From the first line of the material through the line containing "## 🔄 Changes Summary", restate everything word for word and nothing more.

━━ Extracted data ━━

PR #1644, opened 2026-06-08
feat: autoclaim L1 -> L2

### LINKED ISSUE #1652: L1 -> L2 Autoclaim

arnaubennassar:
## 🔄 Changes Summary
- Adds an opt-in `autoclaim` Aggkit component for L1 -> L2 bridge claims. It discovers eligible exits from `l1bridgesync`, persists request/cursor/attempt state, prepares claim proofs with `l1infotreesync` plus a per-claimer `l2gersync`, submits `claimAsset` / `claimMessage` transactions through `EthTxManager`, and tracks requests through confirmation or failure.
- Adds per-destination claimers with named policies: `allow-all`, `api-approve`, `no-message`, and `basic-filter`.
- Adds optional Auto Claim REST endpoints under `/autoclaim/v1` for request listing, inspection, manual approval, and manual rejection, with generated Swagger docs.
- Wires Auto Claim into startup through the new `autoclaim` component, config loading/validation/defaults, docs, mocks, and the OP e2e environment.
- Hardens the bridge-service L2 deposit L1 info tree lookup used by `/l1-info-tree-index`: if a verified batch LER is missing from the local L2 exit tree, the lookup now avoids mixing L2 bridge-sync block numbers with L1 verified-batch block numbers and falls back to a bounded linear scan.

## ⚠️ Breaking Changes
- 🛠️ **Config**: No breaking migration. Auto Claim adds a new optional `[AutoClaim]` config section and remains disabled by default.
- 🔌 **API/CLI**: Adds a new optional `autoclaim` component selector and optional `/autoclaim/v1` API. Existing bridge service API paths are unchanged.

## 📋 Config Updates
- 🧾 **Diff/Config snippet**: Adds defaults for the new disabled-by-default Auto Claim section:

```toml
[AutoClaim]
Enabled = false
StoragePath = "{{PathRWData}}/autoclaim.sqlite"
Claimers = []

[AutoClaim.API]
Enabled = false
Host = "0.0.0.0"
Port = 5579

[AutoClaim.L1ToL2Watchdog]
Enabled = true
StartBlock = 0
PollInterval = "3s"
RetryAfterErrorPeriod = "1s"
EtrogL1UpgradeBlock = 0

[AutoClaim.L2ToLxWatchdog]
Enabled = false
```

- Enabling Auto Claim requires both selecting the `autoclaim` component and setting `[AutoClaim].Enabled = true`.
- Each enabled `[[AutoClaim.Claimers]]` entry configures one EVM destination network with its own RPC URL, bridge address, policy, gas settings, retry settings, and `EthTxManager` storage/signing config.
- Auto Claim owns `AutoClaim.StoragePath`; each claimer also has an independent `EthTxManager.StoragePath` and isolated per-claimer `l2gersync` / L2 reorg detector databases under the Auto Claim storage directory.
- L2 -> Lx Auto Claim remains unsupported and must stay disabled.

## ✅ Testing
- 🤖 **Automatic**: Added unit coverage across `autoclaim/api`, `claimer`, `claimtx`, `config`, `policy`, `proof`, `runtime`, `sender`, `simulator`, `storage`, `types`, and `watchdog`.
- 🤖 **Automatic**: Added Go e2e coverage for `TestAutoClaimL1ToL2AllowAll`, `TestAutoClaimL1ToL2APIApprove`, and `TestAutoClaimL1ToL2BasicFilter`.
- 🤖 **Automatic**: Current PR checks show `lint`, `test-unit`, Go e2e, Docker image build, CodeQL, SonarCloud, and the configured multi/single-chain e2e workflows passing. `Run govulncheck` is currently failing.
- 🖱️ **Manual**: No separate manual testing was run while refreshing this PR description.

## 🐞 Issues
- Close #1652 

## 🔗 Related PRs
- None listed.

## 📝 Notes
- Auto Claim currently supports L1 -> L2 only. L2 -> Lx discovery is reserved for future work.
- Request IDs are derived from `origin_network:destination_network:deposit_count`; `origin_network` is the bridged token's origin network, not necessarily the chain where the bridge was initiated.
- GER readiness is checked during proof preparation by each claimer's own `l2gersync`, which supports both legacy and sovereign L2 GER manager behavior.
- The optional `api-approve` policy requires the Auto Claim API so operators can approve or reject requests in `manual-approval-required` status.
- This branch currently skips five known flaky remove-GER e2e entrypoint tests: `TestRemoveGER_NoProblematicClaims`, `TestRemoveGER_CategoryA`, `TestRemoveGER_CategoryB1`, `TestRemoveGER_CategoryB2`, and `TestGenerateInvalidGER`. This is being worked on #1643 
- Bridge-service changes are a scoped regression fix for L2-origin bridge proof lookup. The previous fallback could call `GetFirstVerifiedBatchesAfterBlock` with `GetLastRoot().BlockNum`, which is an L2 bridge-sync block number even though the L1 info tree query expects an L1 block number. The new path only falls back on `db.ErrNotFound`, keeps the original L1 verified-batch bounds, and skips missing LERs with a linear scan when binary search cannot safely continue.


joanestebanr:
@claude

docs/autoclaim.md
```diff
@@ -0,0 +1,471 @@
...
+## Configuration
+
+Minimal L1 to L2 configuration:
+
+```toml
+[AutoClaim]
+Enabled = true
+StoragePath = "/var/lib/aggkit/autoclaim.sqlite"
+
+[AutoClaim.API]
```
joanestebanr, line 248: "Perhaps it would make more sense to use the same REST endpoint (host + port) as Bridge, allowing both services to coexist while sharing the same host and port.

Take a look to config: 
```
[REST]
Host = "0.0.0.0"
Port = 5577
ReadTimeout = "5m"
WriteTimeout = "5m"
MaxRequestsPerIPAndSecond = 10
```

autoclaim/types/types.go
```diff
@@ -0,0 +1,389 @@
...
+}
+
+// NewBridgeExitFromSync converts a bridge sync record into an Auto Claim bridge exit.
+func NewBridgeExitFromSync(bridge bridgesync.Bridge) BridgeExit {
+	return NewBridgeExitFromSyncWithEtrog(bridge, 0)
+}
+
+// NewBridgeExitFromSyncWithEtrog converts a bridge sync record using Etrog-upgrade awareness.
+func NewBridgeExitFromSyncWithEtrog(bridge bridgesync.Bridge, etrogL1UpgradeBlock uint64) BridgeExit {
+	preEtrog := isPreEtrogBridge(bridge, etrogL1UpgradeBlock)
```
joanestebanr: This transformation is not done in bridgeservice? It sounds to me like this code already exists somewhere

docs/autoclaim.md
```diff
@@ -0,0 +1,471 @@
...
+The optional REST API is not needed to submit claims. Enable it only when operators need request inspection or use the
+`api-approve` policy, which requires manual decisions through the API.
+
+## Configuration
+
+Minimal L1 to L2 configuration:
+
+```toml
+[AutoClaim]
+Enabled = true
```
joanestebanr: Maybe it's redundant... if you don't want AutoClaim  remove from component list... it would make more sense to call it DryRun or something like that, that run normally but skip the send `claim` tx

autoclaim/runtime/runtime.go
```diff
@@ -0,0 +1,688 @@
...
+	StartEthTxManager func(context.Context, EthTxManager)
+	NewPolicy         func(
+		autoclaimcfg.PolicyName,
+		autoclaimcfg.PolicyConfig,
+		...policy.RegistryOption,
+	) (autoclaimtypes.Policy, error)
+	NewTargetClaimReader func(common.Address, aggkittypes.BaseEthereumClienter) (autoclaimtypes.TargetClaimReader, error)
+	// NewGERSyncer builds the per-claimer destination-L2 GER syncer and returns a start function that
+	// runs its reorg detector and sync loop (the start function blocks and is meant to run in a goroutine).
+	NewGERSyncer func(
```
joanestebanr, line 126: The new L2GerSyncer can't set individually BlockFinality or InitialBlockNum. They inherit the configuration from the instance in config file

joanestebanr (commented):
Another point is that the API for bridgeservice and for autoclaim is very similar. But there are a different that can be a bit misleading: the first page_number: `bridgeservice` use 1 and `autoclaim` use 0

docs/autoclaim.md
arnaubennassar: Addressed by the API redesign: the public read endpoints now live in the bridge service on the shared `[REST]` host/port (`GET /bridge/v1/autoclaim/bridges[/:id]`), registered only when the `autoclaim` component runs. Only the admin `approve`/`reject` endpoints stay on the separate `[AutoClaim.API]` (its own host/port), so operators can keep admin controls off the public surface.

autoclaim/types/types.go
arnaubennassar: Good catch — the pre-Etrog/global-index computation is now a single shared helper `bridgesync.GlobalIndexForBridge`, called by both `bridgeservice.NewBridgeResponse` and autoclaim's `NewBridgeExitFromSyncWithEtrog` (the duplicated `isPreEtrogBridge` predicates were unified).

docs/autoclaim.md
arnaubennassar: Done — removed the redundant top-level `[AutoClaim] Enabled` (running is gated solely by the `--components` list) and added `DryRun`: it runs the full pipeline but skips submitting the claim tx, ending matching requests in a new terminal `dry-run` status.

autoclaim/runtime/runtime.go
arnaubennassar: Added optional per-claimer `BlockFinality` and `InitialBlockNum` keys on `[[AutoClaim.Claimers]]`, applied in `newGERSyncer` over the shared `[L2GERSync]` values (inherited when unset).

arnaubennassar:
## Review comments addressed

Pushed `2883c4f` addressing the open threads.

**API redesign (the main one).** Split endpoints by audience so operators can expose request status without exposing admin controls:
- **Public, read-only** inspection moved into the **bridge service**: `GET /bridge/v1/autoclaim/bridges[/{id}]` on the shared `[REST]` host/port, registered only when the `autoclaim` component runs (the bridge service gets an optional read-only `AutoClaimQuerier`, wired in `run.go` by opening the autoclaim storage once and sharing the handle).
- **Admin** `approve`/`reject` stay on the standalone `[AutoClaim.API]` (own host/port, can be firewalled). Shared DTOs + query parsing extracted to `autoclaim/apitypes`. This also answers the "share host/port with Bridge" comment.

**`Enabled` → `DryRun`.** Removed the redundant top-level `[AutoClaim] Enabled` (running is gated by the `--components` list); added `DryRun`, which runs the full pipeline but skips submitting the claim tx, ending requests in a new terminal `dry-run` status.

**Per-claimer GER config.** `[[AutoClaim.Claimers]]` now accepts optional `BlockFinality` / `InitialBlockNum` overrides, applied over the shared `[L2GERSync]` defaults in `newGERSyncer`.

**Dedup.** The pre-Etrog/global-index computation is now a single helper `bridgesync.GlobalIndexForBridge`, used by both `bridgeservice` and `autoclaim`.

**Admin API hardening** (flagged by the bot): max-length validation on `decider`/`decider_id`/`reason` and an `io.LimitReader` body cap.

Docs, swagger, and tests updated; the resolved CodeQL/bot threads were already outdated. Bot "suggested/optional" items (errgroup startup, metrics, etc.) left for follow-ups.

━━━

Solution for this task:
PR #1644, opened 2026-06-08
feat: autoclaim L1 -> L2

### LINKED ISSUE #1652: L1 -> L2 Autoclaim

arnaubennassar:
## 🔄 Changes Summary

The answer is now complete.